--- WHAT YOU ARE ASKED TO DO ---
Scan the entries that follow for the word "applies", then report every line in which it appears.

--- RECORDS FOR THIS TASK ---
PR #1492, opened 2026-04-28
fix: sync ingest embedding from settings and persist ingest UI

Wallgau:
Summary
Hydrate connector ingest settings from GET /api/settings knowledge values (for existing ingest UI fields only) and keep them session-owned via useSessionIngestSettings.
Make cloud picker ingest settings controlled from upload page, and fix embedding model select rendering so user-selected models are always reflected (even if not in fetched options list yet).
Ensure connector sync respects per-request ingest settings end-to-end in both Langflow and non-Langflow paths, with connector-only embedding model override behavior and reusable UI-settings→tweaks mapping.
Key changes
Frontend ingest state + UX

Added frontend/lib/ingest-settings-knowledge.ts to map knowledge settings to ingest panel shape.
Added frontend/hooks/useSessionIngestSettings.ts to hydrate once from settings and preserve in-session edits.
Updated frontend/app/upload/[provider]/page.tsx to use controlled ingest settings and improved sync error handling.
Updated frontend/components/cloud-picker/unified-cloud-picker.tsx + types.ts for controlled ingest props (ingestSettings, onIngestSettingsChange).
Updated frontend/components/cloud-picker/ingest-settings.tsx to avoid clobbering user model selection and to ensure current selected model is always represented in Select options.
Backend connector ingest propagation

Added optional settings to connector sync API request model and passed through router/service layers:
src/api/connectors.py
src/api/connector_router.py
src/connectors/service.py
src/connectors/langflow_connector_service.py
src/models/processors.py
Non-Langflow path now consumes connector ingest settings in ConnectorFileProcessor:
applies embeddingModel
applies chunkSize/chunkOverlap through TaskProcessor.process_document_standard(...).
Added resplit_chunks_character_windows helper for non-Langflow chunk sizing in src/utils/document_processing.py.
Langflow-specific behavior

Added LangflowFileService.merge_ui_ingest_settings_into_tweaks(...) with documentation.
Connector path strips embeddingModel from tweaks and passes it via selected_embedding_model to avoid conflict with global header override.
run_ingestion_flow now prioritizes:
explicit selected_embedding_model
OpenAI embeddings tweak model
configured knowledge embedding model

Uploading Screen Recording 2026-04-27 at 10.55.20 PM.mov…

### DIFF
--- a/src/services/langflow_file_service.py
+++ b/src/services/langflow_file_service.py
@@ -42,14 +42,11 @@ class LangflowFileService:
 
         - ``chunkSize`` / ``chunkOverlap`` / ``separator`` update the flow's
           ``SplitText-QIKhg`` node when any of those keys are present.
-        - ``embeddingModel`` maps to ``OpenAIEmbeddings-joRJ6`` ``model`` for
-          flows that use that OpenAI embeddings component id.
-
-        **Connector ingest:** callers should remove ``embeddingModel`` from
-        ``settings`` before merging and pass the user's model via
-        ``run_ingestion_flow(..., selected_embedding_model=...)`` instead, so
-        the global Langflow header override does not fight a conflicting
-        embedding tweak.
+        - ``embeddingModel`` is intentionally not mapped to a component tweak.
+          The embedding model should be supplied via
+          ``run_ingestion_flow(..., selected_embedding_model=...)`` so Langflow
+          resolves it through the global variable override, without relying on
+          provider-specific component ids.
         """
         final_tweaks = dict(tweaks) if tweaks else {}
         if not settings:
@@ -70,13 +67,6 @@ class LangflowFileService:
                 ]
             if settings.get("separator"):
                 final_tweaks["SplitText-QIKhg"]["separator"] = settings["separator"]
-
-        if settings.get("embeddingModel"):
-            if "OpenAIEmbeddings-joRJ6" not in final_tweaks:
-                final_tweaks["OpenAIEmbeddings-joRJ6"] = {}
-            final_tweaks["OpenAIEmbeddings-joRJ6"]["model"] = settings[
-                "embeddingModel"
-            ]
 
         return final_tweaks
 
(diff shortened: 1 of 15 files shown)


src/services/langflow_file_service.py
```diff
@@ -33,6 +33,53 @@ def _is_transient_request_error(error: Exception) -> bool:
...
+            if settings.get("chunkSize"):
+                final_tweaks["SplitText-QIKhg"]["chunk_size"] = settings["chunkSize"]
+            if settings.get("chunkOverlap"):
+                final_tweaks["SplitText-QIKhg"]["chunk_overlap"] = settings[
+                    "chunkOverlap"
+                ]
+            if settings.get("separator"):
+                final_tweaks["SplitText-QIKhg"]["separator"] = settings["separator"]
+
+        if settings.get("embeddingModel"):
```
lucaseduoli: embedding model shouldn't be hard coded to this OpenAIEmbeddings. You should just set the SELECTED_EMBEDDING_MODEL variable

src/services/langflow_file_service.py
```diff
@@ -156,6 +204,12 @@ async def run_ingestion_flow(
         
         config = get_openrag_config()
         embedding_model = config.knowledge.embedding_model
+        if selected_embedding_model:
+            embedding_model = selected_embedding_model
+        else:
+            openai_tweak = tweaks.get("OpenAIEmbeddings-joRJ6") if isinstance(tweaks, dict) else None
```
lucaseduoli: Don't hard code the OpenAIEmbeddings, use the env variable if it works

lucaseduoli: The old code is outdated, you can remove the part of the tweaks that reference that openai embedding

lucaseduoli (approved):
It's working! Only thing I noticed is that I cant select the text-embedding-3-large while the small is the default, but I think that can be resolved afterwards. Please fix the nitpicks and test again to see if they didn't break anything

--- EXERCISE OUTPUT ---
applies embeddingModel
applies chunkSize/chunkOverlap through TaskProcessor.process_document_standard(...).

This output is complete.